8-10 BPS? Bubbles per second?


----------



## Geobelle (Feb 28, 2004)

I am not using any glass diffuser, instead a glass reactor being attached to a power head. And maintaining 2 bps of CO2 since my reactor dissolves CO2 with water efficiently.


----------



## Bugman (Jan 7, 2008)

I use a DIY inline reactor on the outflow of my cannister. The flow of the cannister pushes the Co2 thru the tank but I also use a Koralia on the opposite end of the tank to increase the flow. 

When you say you don't have a Co2 test it sounds like you don't have a drop checker? For a small amount you can get one and I definitely reccomend it. You can get one from Orlando at http://www.greenleafaquariums.com/co2-drop-checkers/gleaf-drop-checker.html
for 19.99 and it includes the 4dkh. Small investment of the peace that your Co2 is at the right level.


----------



## Wö£fëñxXx (Dec 2, 2003)

I have my diffusers about halfway between top and bottom
of tank, usually a tad closer to the top.
I have better response from the plants, and I can make fish 
choke much faster than placing it at sub-level.
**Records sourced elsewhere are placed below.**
PR #283, opened 2016-02-16
#280: [Button] no check before invoke setState() for still mounted component (closes #280)

### LINKED ISSUE #280: [Button] no check before invoke setState() for still mounted component
## description
Sometimes buttons, e.g.: Save for comment in sample details throw a warning when clicked.
Check against still mounted component with isMounted() is an antipattern, so a proper solution is to make the promise cancelable, although the warning seems caused by doResetInternalState() call.

## how to reproduce
- Have a button which `onClick` cause a re-render

## specs
- check component is still **mounted** when `setState` is called after the `onClick` promise resolution.

## misc
[optional: other useful info]

ascariandrea:
Issue #280

As pointed out [here](https://facebook.github.io/react/blog/2015/12/16/ismounted-antipattern.html) I made the `onClick` returning promise cancelable.

### DIFF
--- a/package.json
+++ b/package.json
@@ -9,7 +9,7 @@
     "build": "rm -rf lib && mkdir lib && node-sass src --importer sass-importer.js --include-path node_modules -o lib && babel --loose --stage 0 --out-dir lib src",
     "lint": "eslint src",
     "lint-fix": "eslint src --fix",
-    "preversion": "npm run lint && npm run test && npm run build-examples",
+    "preversion": "npm run lint && npm run test",
     "prepublish": "npm run build",
     "build-kitchen-sink": "npm run clean && webpack --config kitchen-sink/webpack.config.build.js --progress",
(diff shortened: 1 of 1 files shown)


giogonzo:
as pointed out here https://github.omnilab.our.buildo.io/buildo/labonline/issues/1159#issuecomment-4843 , no need to introduce the concept of "cancelable promise" just for this button..

I'm more for: track the mount status in a  `_isMounted` or similar property on the component instance. Should be a three lines addition..

(also: travis complains!)

FrancescoCioria:
> (also: travis complains!)

`Button` has tests. @ascariandrea you should probably update them

ascariandrea:
@FrancescoCioria yep I fixed them!
@giogonzo I think as long our problem is related to **promises** we should stick to this `makeCancelable` implementation.

giogonzo:
@ascariandrea my opinion is: this problem is not related to promises in any way, but instead to any async thing we might be doing in a component. Fixing/changing the fact that promises are non-cancelable looks out of scope to me, and also this fixes it for this component only..

quick poll @buildo/frontend , opinions?

PR #284, opened 2016-02-16
Run lint before tests

gabro:
So that Travis catches linting issues

### DIFF
--- a/.travis.yml
+++ b/.travis.yml
@@ -1,4 +1,6 @@
 language: node_js
+before_install:
+  - npm install -g npm@3
 node_js:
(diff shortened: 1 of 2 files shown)


FrancescoCioria:
:+1:

FrancescoCioria:
@gabro this way we're testing with last version of `npm3`, wouldn't it be better to force a version (like `npm@3.7.1`?

I'm saying this because for examples `npm@3.7.0` introduced major bugs that were resolved a week later with `3.7.1`

gabro:
Sure thing. Is 3.7.1 good?

PR #288, opened 2016-02-16
#287: [Panel] Panel Header should have overflow: hidden as default (closes #287)

### LINKED ISSUE #287: [Panel] Panel Header should have overflow: hidden as default
## description
When Panel Header content has a major width than the Panel Header itself it overflows.

## how to reproduce
- Put some content inside the Panel Header that has a min-width and stretch the panel to a lower width.

## specs
- add `overflow: hidden` to `.panel-header` class

ascariandrea:
Issue #287

### DIFF
--- a/src/Panel/panel.scss
+++ b/src/Panel/panel.scss
@@ -2,31 +2,31 @@
 
 @keyframes loading {
   0% {
-    left: 0;
     right: 100%;
+    left: 0;
   }
 
   50% {
-    left: 0;
     right: 0;
+    left: 0;
   }
 
   100% {
-    left: 100%;
     right: 0;
+    left: 100%;
   }
 }
 
 .panel {
   position: relative;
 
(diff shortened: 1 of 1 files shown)


src/Panel/panel.scss
```diff
@@ -35,42 +35,43 @@
...
 
     .expand-icon {
       font-size: 20px;
     }
 
     .panel-header-title {
-      font-weight: $semibold;
       font-size: 16px;
+      font-weight: $semibold;
+      padding-left: 20px;
```
ascariandrea: Move from `.panel-header` to `.panel-header-title` cause as long as `.panel` hasn't a `min-width` specified when it is shrank an area of 20px (`padding-left: 20px`) remains visible.

FrancescoCioria: :+1:

FrancescoCioria:
:100:

PR #290, opened 2016-02-16
#289: Reset hover on table rows hover (closes #289)

### LINKED ISSUE #289: Reset hover on table rows hover
To solve https://github.omnilab.our.buildo.io/buildo/labonline/issues/1616

francescogior:
Issue #289

### DIFF
--- a/src/table/table.scss
+++ b/src/table/table.scss
@@ -37,10 +37,10 @@ $hover-scrollbar-color: white !default;
   }
 
   // bg color for odd/even rows (applied to cells for reliability)
-  .public_fixedDataTableRow_odd .fixedDataTableCellLayout_main {
+  .public_fixedDataTableRow_odd .public_fixedDataTableCell_main {
     background: $odd-row-background;
   }
-  .public_fixedDataTableRow_even .fixedDataTableCellLayout_main {
+  .public_fixedDataTableRow_even .public_fixedDataTableCell_main {
     background: $even-row-background;
   }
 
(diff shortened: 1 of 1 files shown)


src/table/table.scss
```diff
@@ -57,14 +57,14 @@ $hover-scrollbar-color: white !default;
 
   // selection/hover
   &.selectable {
-    .public_fixedDataTableCell_cellContent {
+    .public_fixedDataTableRow_main {
```
FrancescoCioria: If there is a row main class couldn't we use it below instead of row_odd and row_even?

src/table/table.scss
```diff
@@ -37,10 +37,10 @@ $hover-scrollbar-color: white !default;
   }
 
   // bg color for odd/even rows (applied to cells for reliability)
-  .public_fixedDataTableRow_odd .fixedDataTableCellLayout_main {
+  .public_fixedDataTableRow_odd .public_fixedDataTableCell_main {
```
FrancescoCioria: Is it normal the The public one is missing the suffix  `Layout`?

src/table/table.scss
francescogior: It's because this rule must override the default background, that is applied to row_odd and row_even

src/table/table.scss
francescogior: It's just another className, they both exist!

FrancescoCioria:
:+1

PR #293, opened 2016-02-17
#280: [Button] no check before invoke setState() for still mounted component (closes #280)

### LINKED ISSUE #280: [Button] no check before invoke setState() for still mounted component

ascariandrea:
Issue #280

After discussion in #283 I ended up with @giogonzo solution.
The tests are almost useless now, so maybe we need to rethink about them (in a separate pr).

I also defined global `it` and `describe` in the `.eslintrc` for tests lint.

### DIFF
--- a/.eslintrc
+++ b/.eslintrc
@@ -1,3 +1,7 @@
 {
-  "extends": "buildo"
+  "extends": "buildo",
+  "globals": {
+    "describe": true,
+    "it": true,
+  }
 }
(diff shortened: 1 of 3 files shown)


giogonzo:
looks good :+1:  Tests are ugly / broken by design (not your fault)

PR #295, opened 2016-02-17
Automate showroom sync and deploy

FrancescoCioria:


FrancescoCioria:
automerging as related to examples

PR #297, opened 2016-02-17
#296: [Panel] Panel should have shrink=false for all its children (closes #296)

### LINKED ISSUE #296: [Panel] Panel should have shrink=false for all its children
The last change about `overflow: hidden;` for `panel-header` broke the PanelMenu visibility in open state.
The alternative solution could be set `shrink={false}` for `PanelHeader` and its inside element (`.panel-header-icon`, `.panel-header-title`, `.panel-header-content`) to make it take a `min-width` equals to its inside width.

@buildo/frontend thoughts?

ascariandrea:
Issue #296

### DIFF
--- a/src/Panel/PanelHeader.js
+++ b/src/Panel/PanelHeader.js
@@ -58,7 +58,7 @@ export default class PanelHeader extends React.Component {
           hAlignContent='center'
           style={{ cursor: 'pointer' }}
           className='panel-header-icon'
-          flexBasis={30}
+          basis={30}
           onClick={collapse.onToggleExpanded}
         >
           <Icon
@@ -73,7 +73,7 @@ export default class PanelHeader extends React.Component {
   templateTitle = ({ renderTitle, title }) => {
     return (
       renderTitle ?
-        <FlexView auto vAlignContent='center' className='panel-header-title'>
+        <FlexView auto vAlignContent='center' className='panel-header-title' shrink={false}>
           {title}
         </FlexView>
         : null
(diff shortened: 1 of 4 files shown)


src/Panel/panel.scss
```diff
@@ -60,12 +60,12 @@
   }
 
   > .panel-header {
-    overflow: hidden;
     color: $white;
     background-color: $charcoal;
 
     .expand-icon {
       font-size: 20px;
+      padding: 0 10px;
```
FrancescoCioria: Why? It already has `basis={30}` which is more than the width of the icon

src/Panel/PanelHeader.js
```diff
@@ -58,7 +58,8 @@ export default class PanelHeader extends React.Component {
           hAlignContent='center'
           style={{ cursor: 'pointer' }}
           className='panel-header-icon'
-          flexBasis={30}
+          basis={30}
+          shrink={false}
```
FrancescoCioria: This can be removed as shrink is already false when you set a basis

ascariandrea: :+1:

src/Panel/panel.scss
ascariandrea: I used padding before change `flexBasis` to `basis` and I forgot to remove it :see_no_evil:

FrancescoCioria:
👌

ascariandrea:
To be rebased after #302 merge.

FrancescoCioria:
merged #302, please rebase

ascariandrea:
Done :+1:

PR #304, opened 2016-02-18
#303: fix components using `FlexView` + `auto` (closes #303)

### LINKED ISSUE #303: fix components using `FlexView` + `auto`
## requirements
after #268 we should fix every components using `<FlexView auto ... />`

## specs
case by case fix using only `basis`, `grow` and `shrink`

FrancescoCioria:
Issue #303

### DIFF
--- a/src/Panel/Panel.js
+++ b/src/Panel/Panel.js
@@ -150,7 +150,7 @@ export default class Panel extends React.Component {
 
   templateExpandedContent = ({ children, loading }) => {
     return (
-      <FlexView className='panel-content' column grow auto style={{ position: 'relative' }}>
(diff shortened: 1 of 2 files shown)


ascariandrea:
I'm quite sure your fixes are correct, but I didn't have the knowledge of what `auto` achieved.
So :+1:, but next time please ade some specs to the related issue :)

FrancescoCioria:
> but next time please ade some specs to the related issue :)

the fact is, [those](https://github.com/buildo/react-components/issues/303) are the only possible specs as `auto` changed the defaults so it really depended on how and where it was used :)

PR #513, opened 2025-08-26
OU-769: implement a custom tooltip for incidents

jgbernalp:
This PR adds a custom tooltip so there are no issues in safari and the style matches better other tooltips in monitoring.

Safari:
Screenshot 2025-08-26 at 11 29 55

Chrome:
Screenshot 2025-08-26 at 11 30 04


jgbernalp:
/label ux-approved
no UX changes
/label qe-approved
QE can check post merge

falox:
@jgbernalp That's great! Now the tooltip looks much better. Could you apply the same changes to AlertsChart.tsx? It's still using the old tooltip

PR #520, opened 2025-09-03
RHINENG-20424: Incident ID filter for the Incidents Page

Fewwy:
Mocks:
https://issues.redhat.com/browse/RHINENG-20424
Incident ID is a filter for the group_id parameter of the Incidents

1) Added groupId to the incidentActiveFilters in state management, now it works the same way as state/severity filters
2) Added a filter for incident ID, which is populated with Incident IDs
3) Updated the IncidentsChart component to make it work with the new incidentsActiveFilters.groupId, removed state management parts for the old groupId
4) I removed the logic for the opacity change in the Incidents chart; now, we hide other bars when we filter by Incident.
5) Added a function onFilterToggle for toggling the expansion of filters 
6) Added necessary logic for updating the URL params, clearing the filters by single deletion or group deletion
7) Clear all filters now, do not clear the "days" selection, previously it was always refreshing it back to 7 days.

Small UX improvements:
1) Removed "Time range" above the days selector because it is pushing the entire container down and making it look bad. This change was agreed upon with Alberto
2) Removed "gap" for PageSection component so it wouldn't create an empty space between filter chips and "hide/show" chart button
3) Remove the filterIcon component for the IncidentFilterToolbarItem
4) Fixed the "gap" between filter type filter and the filters by using "is hidden" css

### DIFF
--- a/web/src/actions/observe.ts
+++ b/web/src/actions/observe.ts
@@ -32,7 +32,6 @@ export enum ActionType {
   ShowGraphs = 'showGraphs',
   SetIncidents = 'setIncidents',
   SetIncidentsActiveFilters = 'setIncidentsActiveFilters',
-  SetChooseIncident = 'setChooseIncident',
   SetAlertsData = 'setAlertsData',
   SetAlertsTableData = 'setAlertsTableData',
   SetAlertsAreLoading = 'setAlertsAreLoading',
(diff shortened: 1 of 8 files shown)


falox:
Thanks @Fewwy, here is a first round of things to fix:

Bugs:
- Alerts and component details are not expanded on incident selection
- The incident selection is not preserved if you change the time range

UI bugs:
- The space between filter category and filter values is dynamically changing on category change. It should be always the same. If possible the width of the category dropdown should be always the same (i.e. the max width, the one of incident id item)

UX inconsistencies:
- The incident list as checkbox list is wrong, since it's a single selection. You can hide the checkbox or transform to radio button list

PR #521, opened 2025-09-04
OBSINTA-798: Cypress Incident Tests – Query Mocking

DavidRajnoha:
The PR Implements mocking of requests from incident page to prometheuse, in particular the requests for cluster:health:components:map and for ALERTS. It enables running targeted UI tests independent of the live alerts in the cluster, which are often impossible to set up in a way to replicate the desired scenarios.

The mocks are defined using YAML-based fixture scenarios. This commit includes 5 scenarios that set up different UI states.

Custom Cursor command is added, which can be used to generate those YAML scenarios from text or screenshot. Reliability is supported by including a schema verification script that the AI uses to checks its created artifact.

web/cypress/e2e/incidents/02.incidents-mocking-example.cy.ts showcases the mocking states. The test does not contain any assertions, in the future PRs, I want to add cypress tags to the testsuite that will disable running this test by default.

The mocking is integrated into the web/cypress/e2e/incidents/01.incidents.cy.ts to be independent of the cluster state.

New env variable CYPRESS_TIMEZONE is added, it is needed for the mocked alert timelines to align with the time in your cluster. It is included in the configure-env.sh script.


DavidRajnoha:
The mocking works by intercepting the request containing cluster:health:components:map prometheus query and returning response with the incidents in the same format:

[mock_response_cluster:health:components:map.txt](https://github.com/user-attachments/files/22168291/mock_response_cluster.health.components.map.txt)

After an incident bar is clicked, frontend makes two other types of requests, one for the particular incident and the second for corresponding alerts. Those are also mocked and data just for the filtered data are returned:
[mock_response_cluster:health:components:map_filtered.txt](https://github.com/user-attachments/files/22168294/mock_response_cluster.health.components.map_filtered.txt)
[mock_response_alerts_query.txt](https://github.com/user-attachments/files/22168293/mock_response_alerts_query.txt)

sthundat:
@DavidRajnoha Can you attach the test results also here?

web/cypress/support/incidents_prometheus_query_mocks/prometheus-mocks.ts
```diff
@@ -0,0 +1,81 @@
...
+  cy.intercept('GET', '/api/prometheus/api/v1/query_range*', (req) => {
+    const url = new URL(req.url, window.location.origin);
+    const query = url.searchParams.get('query') || '';
+
+    console.log(`INTERCEPTED: ${req.method} ${req.url}`);
+    console.log(`Query: ${query}`);
+
+    let results: any[]; 
+
+    if (query.includes('cluster:health:components:map')) {
```
sthundat, line 29: you can improve Readability with Early Return ,It's  clear what happens when the query isn't handled, and then the valid cases are processed afterward. Example
`if (!query.includes('cluster:health:components:map') && !query.includes('ALERTS{')) {
  console.log(`Passing through non-mocked query`);
  req.continue();
  return;
}

const results = query.includes('cluster:health:components:map')
  ? createIncidentMock(incidents, query)
  : createAlertDetailsMock(incidents, query);`

web/cypress/fixtures/incident-scenarios/0-healthy-cluster.yaml
sthundat, line 1: What is the purpose of the watchdog alert on the Incident page?
If I remember correctly, it doesn't appear in the incident timeline.
If you want to simulate an informational alert, it would be better to add a simple alert with info severity instead.

DavidRajnoha:
@etmurasaki @IshwarKanse @sthundat I have addressed the points that you have raised. Is there anything preventing this PR to get merged?

IshwarKanse (approved):

PR #535, opened 2025-09-17
OU-863: fix step calculation to fix non existent data gaps

jgbernalp:


etmurasaki:
post-merge testing performed and comments in jira.

PR #540, opened 2025-09-18
OU-1005: upgrade perses plugins

jgbernalp:
This PR:

- Upgrades Perses dependencies to latest v0.52.0 
- Include all the perses code plugins and update them to their latest versions

This is an intermediate step to update the plugins. It will be replaced when we can load the installed plugins dynamically: https://issues.redhat.com/browse/OU-885 
cc @zhuje


zhuje:
/label ux-approved 

No UX changes

PR #542, opened 2025-09-19
NO-JIRA: fix: immer dependency anr patternfly icons import

jgbernalp:
This PR:

- downgrades the immer dependency to use v9.0.21, which is the same used for perses. This removes the warning when loading the app
- Fixes other warnings related to the patternfly icons imports


jgbernalp:
/label ux-approved
no ux changes

etmurasaki:
/label qe-approved
regression testing performed locally, successfully.

PR #545, opened 2025-09-19
OBSINTA-795: Data Test Selectors for Incidents Page

DavidRajnoha:
This PR Adds data-test ids for the incident page, that are used for better stability of the tests and for robustness against future changes.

I also have good results with it placed under my out-pipe
between tank top and bottom.

If you are using pipes instead of spray bar then try it with
diffuser under outflow with pipe directing flow out and not down.

Get the water going in a circular motion, around the tank.
This is how I use them.

I don't get good results with diffuser placed low.

This is a good subject that needs more attention,
I am glad you brought it up.
Does this have to do with your setaceum thread?
that could be why that plant isn't working well.


----------



## Round Head (May 23, 2008)

Thanks for the reply Craig.
Yes, my question directly relates to the E. setaceum thread.
I will try the locations you suggested.

Sorry I didn't mention that I have dual CO2 counters and outlets on my regulator. I'm using one for the diffuser and the other one is injected directly into the powerhead which feeds my UV. So in a way I'm also using my UV as a CO2 reactor.


----------



## tazcrash69 (Sep 27, 2005)

Wö£fëñxXx said:


> I have my diffusers about halfway between top and bottom
> of tank, usually a tad closer to the top.
> I have better response from the plants, and I can make fish
> choke much faster than placing it at sub-level.


Not to Hijack, but......
Craig, thanks, I never have second guessed the placement of my diffusers close to the bottom. Do you have an ideas as to why this could be? I've always thought that close to the bottom is better so it has more travel time before hitting the surface.


----------



## Round Head (May 23, 2008)

tazcrash69 said:


> Not to Hijack, but......
> Craig, thanks, I never have second guessed the placement of my diffusers close to the bottom. Do you have an ideas as to why this could be? I've always thought that close to the bottom is better so it has more travel time before hitting the surface.


My thought is exactly.


----------



## Wö£fëñxXx (Dec 2, 2003)

Round Head said:


> Thanks for the reply Craig.
> Yes, my question directly relates to the E. setaceum thread.
> I will try the locations you suggested.
> 
> Sorry I didn't mention that I have dual CO2 counters and outlets on my regulator. I'm using one for the diffuser and the other one is injected directly into the powerhead which feeds my UV. So in a way I'm also using my UV as a CO2 reactor.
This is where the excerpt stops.